I do like grits and green chilies especially with cheese.


----------



## Missy May (Feb 18, 2012)

I forgot about sweet tea, horseychic, and I have often forgetten when ordering when I just "get in" in NC and ended up with some mighty "sweet" tea. Food is a big part of culture. Grits aren't my favorite and are_ only _seen on "southern food restaurant" menu in the west and are not as common in the part of NC I was "intermittently" raised in as biscuits and gravy. 

I love southern idioms. Another part of culture. One of my favorites is "pole cat" (skunk). I remember as a child wondering what a cat had to do with it. 

Another difference in cultures I have observed is - personal space. This is rural area comparison, for clarification. In the west - it is offensive to "crowd" someone, on the road, in person, whatnot. If you ride someone's bumper on a rural road - that is _very_ offensive, no exceptions. In the south, it is likely the case that it has "no meaning".


----------



## mkmurphy81 (May 8, 2015)

Ah, food and culture. We've got a lot of both in Louisiana. North Louisiana, south Louisiana, and New Orleans all have different cultures with their own separate dialects. North LA, where I'm from, is more like the traditional American South with the good food from south LA. It's known as "sportsman's paradise" because we will hunt and eat anything, and we can make it taste good, too. We have shrimp grits, crawfish, gumbo, jambalaya, you name it. Have some sweet tea to go with it. Or would you rather have a coke? What kind of coke? Dr. Pepper, Sprite, or what? They're all coke here.

When driving around here, you almost never hear a car horn. If you do, it means one of 3 things: 1. your friend is trying to get your attention (probably because your coffee mug is on top of your car) 2. you honestly almost caused an accident or 3. there's a yankee behind you who doesn't know any better, bless his heart.:wink:


----------



## aubie (Aug 24, 2013)

I have enjoyed reading these, and love hearing from folks from other countries. Some random thoughts about me in no particular order. Please excuse any typos I am on a tablet and the window is small when the keyboard pops up.

I am from a small town in Alabama. I feel very fortunate to have been born there. I was exposed to good education and more rural things. I am sort of defensive when it comes to stereotypes, but at the same time fully aware I fit some.
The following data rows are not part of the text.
PR #1362, opened 2026-08-30
Add endsWith/startsWith/under factory methods to PathPattern

jejes323:
Motivation:

As pointed out in #659, creating a `PathPattern` that matches all files with a given extension or all files under a given directory currently requires the caller to hand-write a glob string (e.g. `PathPattern.of("/**/*.json")` or `PathPattern.of("/foo/bar/**")`). Common factory methods for these two everyday cases would make the API easier to discover and use correctly.

Modifications:

- Add `PathPattern.endsWith(String suffix)`, which builds a pattern matching files by extension at any depth (e.g. `PathPattern.endsWith("json")` and `PathPattern.endsWith(".json")` both produce `/**/*.json`).
- Add `PathPattern.startsWith(String prefix)`, which builds a pattern matching all files under the given directory (e.g. `PathPattern.startsWith("/foo/bar")` produces `/foo/bar/**`; a trailing slash on `prefix` is handled).
- Add `PathPattern.under(String directory)` as a more readable alias for `startsWith(String)`.
- Add unit tests for all three new methods in `DefaultPathPatternTest`.

This PR intentionally covers only the `endsWith`/`startsWith`/`under` factory methods requested in #659. The issue's last example (composing multiple patterns so that a file must match *all* of them, e.g. `/foo/bar/**/*.json`) would require the matching engine to support AND-composition in addition to the current OR-only semantics (see `PathPattern`'s class Javadoc and `PathPatternFilter`), which is a larger design change. I'd suggest tracking that separately if there's still interest — happy to help with it as a follow-up once the direction is confirmed.

Result:

- Closes part of #659 (the `endsWith`/`startsWith`/`under` factory methods; AND-composition and `builder()` are left for a follow-up discussion).
- `PathPattern` now provides convenient factory methods for the two most common patterns, without changing any existing behavior.

Test plan:

```
$ ./gradlew :common:test --tests "com.linecorp.centraldogma.common.DefaultPathPatternTest"
BUILD SUCCESSFUL
6 tests completed, 0 failed (3 new: endsWith(), startsWith(), under())

$ ./gradlew :common:checkstyleMain :common:checkstyleTest
BUILD SUCCESSFUL

$ ./gradlew :common:javadoc
BUILD SUCCESSFUL
```

### DIFF
--- a/common/src/main/java/com/linecorp/centraldogma/common/PathPattern.java
+++ b/common/src/main/java/com/linecorp/centraldogma/common/PathPattern.java
@@ -15,9 +15,12 @@
  */
 package com.linecorp.centraldogma.common;
 
+import static com.google.common.base.Preconditions.checkArgument;
 import static com.linecorp.centraldogma.common.DefaultPathPattern.ALL;
 import static com.linecorp.centraldogma.common.DefaultPathPattern.allPattern;
 import static java.util.Objects.requireNonNull;
+
+import java.util.regex.Pattern;
 
 import com.google.common.collect.ImmutableSet;
 import com.google.common.collect.Streams;
@@ -35,6 +38,11 @@ import com.google.common.collect.Streams;
  * </ul>
  */
 public interface PathPattern {
+
+    /**
+     * The pattern that a file extension must match; only alphanumeric characters are allowed.
+     */
+    Pattern EXTENSION_PATTERN = Pattern.compile("^[a-zA-Z0-9]+$");
 
     /**
      * Returns the path pattern that represents all files.
@@ -65,15 +73,17 @@ public interface PathPattern {
     /**
      * Creates a path pattern that matches the files whose extension is the specified {@code extension}.
      * A leading dot in {@code extension} is optional and is added automatically if missing.
+     * The {@code extension} must consist of alphanumeric characters only.
      * For example, {@code PathPattern.ofExtension("json")} matches all JSON files at any depth,
      * which is equivalent to <code>PathPattern.of("/&#42;&#42;/*.json")</code>.
      */
     static PathPattern ofExtension(String extension) {
         requireNonNull(extension, "extension");
-        if (extension.startsWith(".")) {
-            return of("/**/*" + extension);
-        }
-        return of("/**/*." + extension);
+        final String normalized = extension.startsWith(".") ? extension.substring(1) : extension;
+        checkArgument(EXTENSION_PATTERN.matcher(normalized).matches(),
+                      "extension: %s (expected: an alphanumeric extension such as \"json\" or \".json\")",
+                      extension);
+        return of("/**/*." + normalized);
     }
 
     /**
@@ -82,14 +92,14 @@ public interface PathPattern {
      * The match is not restricted to complete path segments; for example,
      * {@code PathPattern.startsWith("/foo/ba")} matches both {@code /foo/bar/a.txt} and {@code /foo/baz.txt},
      * which is equivalent to <code>PathPattern.of("/foo/ba&#42;&#42;")</code>.
+     * The {@code prefix} must not contain a wildcard character ({@code '*'}).
      * Use {@link #under(String)} to match only the files under a directory.
      */
     static PathPattern startsWith(String prefix) {
         requireNonNull(prefix, "prefix");
-        if (prefix.startsWith("/")) {
-            return of(prefix + "**");
-        }
-        return of('/' + prefix + "**");
+        checkArgument(prefix.indexOf('*') < 0, "prefix: %s (must not contain '*')", prefix);
+        final String normalized = prefix.startsWith("/") ? prefix : '/' + prefix;
+        return of(normalized + "**");
     }
 
     /**
@@ -99,9 +109,11 @@ public interface PathPattern {
      * complete path segments; for example, {@code PathPattern.under("/foo/bar")} matches {@code /foo/bar/a.txt}
      * but not {@code /foo/bar-baz.txt}, which is equivalent to
      * <code>PathPattern.of("/foo/bar/&#42;&#42;")</code>.
+     * The {@code directory} must not contain a wildcard character ({@code '*'}).
      */
     static PathPattern under(String directory) {
         requireNonNull(directory, "directory");
+        checkArgument(directory.indexOf('*') < 0, "directory: %s (must not contain '*')", directory);
         String dir = directory;
         if (!dir.startsWith("/")) {
             dir = '/' + dir;
--- a/common/src/main/java/com/linecorp/centraldogma/common/PathPattern.java
+++ b/common/src/main/java/com/linecorp/centraldogma/common/PathPattern.java
@@ -63,39 +63,53 @@ public interface PathPattern {
     }
 
     /**
-     * Creates a path pattern that matches the files whose extension is the specified {@code suffix}.
-     * A leading dot in {@code suffix} is optional and is added automatically if missing.
-     * For example, {@code PathPattern.endsWith("json")} matches all JSON files at any depth,
+     * Creates a path pattern that matches the files whose extension is the specified {@code extension}.
+     * A leading dot in {@code extension} is optional and is added automatically if missing.
+     * For example, {@code PathPattern.ofExtension("json")} matches all JSON files at any depth,
      * which is equivalent to <code>PathPattern.of("/&#42;&#42;/*.json")</code>.
      */
-    static PathPattern endsWith(String suffix) {
-        requireNonNull(suffix, "suffix");
-        if (suffix.startsWith(".")) {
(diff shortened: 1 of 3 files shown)


jejes323:
The `build-windows-latest-jdk-25` failure looks unrelated to this change. The only failing test is a Jest timeout in `webapp/tests/pages/app/settings/app-identities/index.test.tsx`:

> AppIdentityPage › hides the regenerate secret action once the secret is regenerated — thrown: "Exceeded timeout of 5000 ms for a test."

Locally this test (and the full `testWeb` suite) passes consistently in ~900ms, and all Linux/macOS jobs are green. This PR only adds `endsWith`/`startsWith`/`under` factory methods to `PathPattern` and doesn't touch the webapp.

Could you re-run the `build-windows-latest-jdk-25` job? Happy to bump that test's timeout in a separate PR if it keeps flaking on the Windows runner.

common/src/main/java/com/linecorp/centraldogma/common/PathPattern.java
```diff
@@ -62,6 +62,42 @@ static PathPattern of(Iterable<String> patterns) {
...
+        return of("/**/*." + suffix);
+    }
+
+    /**
+     * Creates a path pattern that matches the files under the specified {@code prefix} directory.
+     * For example, {@code PathPattern.startsWith("/foo/bar")} matches all files under
+     * the directory {@code /foo/bar}, which is equivalent to
+     * <code>PathPattern.of("/foo/bar/&#42;&#42;")</code>.
+     */
+    static PathPattern startsWith(String prefix) {
```
jrhee17, line 87: Question) Is the intention of this method to only filter paths that start with `prefix`?

If the path doesn't start with `/`, later on `/**/` will be appended to create `/**/{prefix}` which means prefix doesn't necessarily start at the root

common/src/main/java/com/linecorp/centraldogma/common/PathPattern.java
```diff
@@ -62,6 +62,42 @@ static PathPattern of(Iterable<String> patterns) {
         return new DefaultPathPattern(ImmutableSet.copyOf(patterns));
     }
 
+    /**
+     * Creates a path pattern that matches the files whose extension is the specified {@code suffix}.
+     * A leading dot in {@code suffix} is optional and is added automatically if missing.
+     * For example, {@code PathPattern.endsWith("json")} matches all JSON files at any depth,
+     * which is equivalent to <code>PathPattern.of("/&#42;&#42;/*.json")</code>.
+     */
+    static PathPattern endsWith(String suffix) {
```
jrhee17: This looks like a match on an extension instead of a suffix - perhaps `ofExtension` makes more sense

jejes323: You're right, this is really an extension match, not a general suffix match. I'll rename it to `ofExtension`. If a general suffix match (e.g. `foobar.txt` matching `bar.txt`) turns out to be useful, we can add it as a separate method later.

common/src/main/java/com/linecorp/centraldogma/common/PathPattern.java
jejes323: The intention is a root-relative prefix, so `startsWith("/foo/bar")` should only match `/foo/bar/**`. You're right that a non-`/`-prefixed input would become `/**/{prefix}` and match at any depth, which is not intended. I'll normalize the input to prepend a leading `/` if missing, and clarify this in the Javadoc.

ikhoon: I think there was some ambiguity in the original API design. We should clarify whether `startsWith()` is intended to match only complete path segments or also allow partial path matches. 

What do you think about making `startsWith()` allow partial path matches, while `under()` matches only complete path segments using `<prefix>/**`? This would give the two methods distinct semantics rather than making them behave the same way. 

For endsWith(), I think we can follow the approach suggested by @jrhee17.

jejes323: Sounds good, I'll go with that.

- **`ofExtension(ext)`** (renamed from `endsWith`): `/**/*.{ext}`, normalizes a leading `.`. A general suffix match can be added separately later if needed.
- **`startsWith(prefix)`**: allows partial path matches, i.e. `{prefix}**` (root-relative, no trailing `/`). So `startsWith("/foo/ba")` matches both `/foo/bar/x.txt` and `/foo/baz.txt`.
- **`under(dir)`**: complete path segments only, `{dir}/**`, normalizes a trailing `/`. So `under("/foo/bar")` matches `/foo/bar/x.txt` but not `/foo/bar-baz/x.txt`. No longer delegates to `startsWith`.

One thing to confirm: for `startsWith`, I'm assuming it should still be root-relative (`{prefix}**`), not match-anywhere (`/**/{prefix}**`), so it stays consistent with `under`. Let me know if you'd prefer match-anywhere.

I'll push the changes once this is confirmed.

jrhee17: > I'm assuming it should still be root-relative ({prefix}**), not match-anywhere (/**/{prefix}**)

The method name is `startsWith` - I think it's logical that the path should start with prefix (so root-relative)

common/src/main/java/com/linecorp/centraldogma/common/PathPattern.java
```diff
@@ -62,6 +62,56 @@ static PathPattern of(Iterable<String> patterns) {
...
     }
 
+    /**
+     * Creates a path pattern that matches the files whose extension is the specified {@code extension}.
+     * A leading dot in {@code extension} is optional and is added automatically if missing.
+     * For example, {@code PathPattern.ofExtension("json")} matches all JSON files at any depth,
+     * which is equivalent to <code>PathPattern.of("/&#42;&#42;/*.json")</code>.
+     */
+    static PathPattern ofExtension(String extension) {
+        requireNonNull(extension, "extension");
```
jrhee17, line 72: nit; it may be worth validating extension itself only has `[a-zA-Z0-9]` since it may be odd to have `ofExtension("/foo/bar")`

common/src/main/java/com/linecorp/centraldogma/common/PathPattern.java
```diff
@@ -62,6 +62,56 @@ static PathPattern of(Iterable<String> patterns) {
...
+
+    /**
+     * Creates a path pattern that matches the files under the specified {@code directory}.
+     * The {@code directory} is anchored at the root, so a leading slash is added automatically if missing,
+     * and a trailing slash is optional. Unlike {@link #startsWith(String)}, the match is restricted to
+     * complete path segments; for example, {@code PathPattern.under("/foo/bar")} matches {@code /foo/bar/a.txt}
+     * but not {@code /foo/bar-baz.txt}, which is equivalent to
+     * <code>PathPattern.of("/foo/bar/&#42;&#42;")</code>.
+     */
+    static PathPattern under(String directory) {
```
jrhee17, line 103: Question) What happens if `PathPattern.under("/a/**")`? Will the final path pattern be `/a/****`?
Given that this method is doing regex for the user already, I wonder if we should just validate s.t. asterisks are not included in the input.

Ditto for `startsWith`.

common/src/main/java/com/linecorp/centraldogma/common/PathPattern.java
```diff
@@ -36,6 +39,11 @@
  */
 public interface PathPattern {
 
+    /**
+     * The pattern that a file extension must match; only alphanumeric characters are allowed.
+     */
+    Pattern EXTENSION_PATTERN = Pattern.compile("^[a-zA-Z0-9]+$");
```
jrhee17: Can we move `EXTENSION_PATTERN` s.t. it is not publicly exposed? Perhaps `DefaultPathPattern`

common/src/main/java/com/linecorp/centraldogma/common/PathPattern.java
```diff
@@ -62,6 +70,60 @@ static PathPattern of(Iterable<String> patterns) {
...
     }
 
+    /**
+     * Creates a path pattern that matches the files whose extension is the specified {@code extension}.
+     * A leading dot in {@code extension} is optional and is added automatically if missing.
+     * The {@code extension} must consist of alphanumeric characters only.
+     * For example, {@code PathPattern.ofExtension("json")} matches all JSON files at any depth,
+     * which is equivalent to <code>PathPattern.of("/&#42;&#42;/*.json")</code>.
+     */
+    static PathPattern ofExtension(String extension) {
```
jrhee17, line 74: nit; can we check that extension is not empty either? ditto for the other methods

jrhee17 (approved):
👍 👍

minwoox (approved):
Thanks!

I had a Mamaw and Papaw. They had a small farm on the outskirts of town. I have always said while thankful for my education, I learned more from an old man in 'overhauls' I learned the value of work and giving. I watched him give his best to others, especially those in need. I trait I think of when I think of the South. Their place was the center of family. Alan Jackson has a song called Home, a line in it - there will never place in this world that I'll call home- reminds me of it. It was a time warp of sorts. My Mamaw would go to 'town' every Saturday to have her hair 'fixed' she would order stuff from the Sears catalog even though there was a mall not to far away. Sometimes even having to go to the Sears there to pick things up. 
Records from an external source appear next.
PR #1363, opened 2026-08-31
Do not fetch the remote objects when a remote-to-local mirror is up-to-date

ikhoon:
Motivation:

A remote-to-local Git mirror fetched the remote head before deciding whether it had anything to mirror. The fetch is a shallow depth-2 fetch, so every scheduled run of an up-to-date mirror downloaded the head commit's trees and blobs only to conclude that nothing had changed.

The decision never needed them: shouldRunRemoteToLocal() reads only the remote head's SHA, which the lsRemote() that resolves the head branch already advertises.

Modifications:

- Decide whether to run a remote-to-local mirror from the SHA advertised by lsRemote(), and fetch only when the mirror is going to run.
- Add RemoteToLocalMirrorFetchTest, which asserts that an up-to-date run issues only lsRemote() while a run that mirrors or compares contents also fetches.

Result:

- An up-to-date remote-to-local mirror no longer transfers the remote head's objects on every scheduled run. It issues a single ref advertisement instead.


jrhee17 (approved):
👍

minwoox (approved):
👍 👍 👍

I do like grits. But sugar in grits or cornbread is a no no. Some older folks put sorghum in their grits. Thats ok. And this thing about fried chicken and waffles being Southern. Never had it or seen it anywhere except on tv food shows. I got called out in another topic on something related to the South. I am just giving my experience, I've just never had it. 

I do fit I guess some Southern stereotypes. All soft drinks here are called cokes. And when ordering or saying it, I do say co-cola. The first thing I drove was a tractor. I did receive a shotgun on my 12th birthday. I do like an occasional pinch of Copenhagen. I do like bourbon. I do say 'fixin'. 

Something mentioned in another subject was about the schools here and people's attachments. Its true. When meeting people, folks in the South don't care about someone's religious affiliation, dont care about Irish, Italian, etc. They will ask about your team. In fact I never heard derogatory terms for Jews Irish, etc until I saw heard them on Law and Order. 

The South to me is about very friendly people. Giving, caring for others. Respect and mannors. I love everything about it, except for the weather.


----------



## mkmurphy81 (May 8, 2015)

Oh the deep south and weather...

"There's a hurricane coming!" "Category 1? Meh."

"There's a chance of snow tomorrow!" "CLOSE THE SCHOOLS!!!"


----------



## aubie (Aug 24, 2013)

It is weird and I know we get made fun of for the snow stuff, and for good reason. I always joke that the snow weather reports are brought to you by Kroger and the Home Depot. I like all the weather except for the summer . Today we are having, as I heard on weather man call it, a cold front. Only going to be 85. I'll take it, beats 95.


----------



## mkmurphy81 (May 8, 2015)

aubie said:


> snow weather reports are brought to you by Kroger and the Home Depot.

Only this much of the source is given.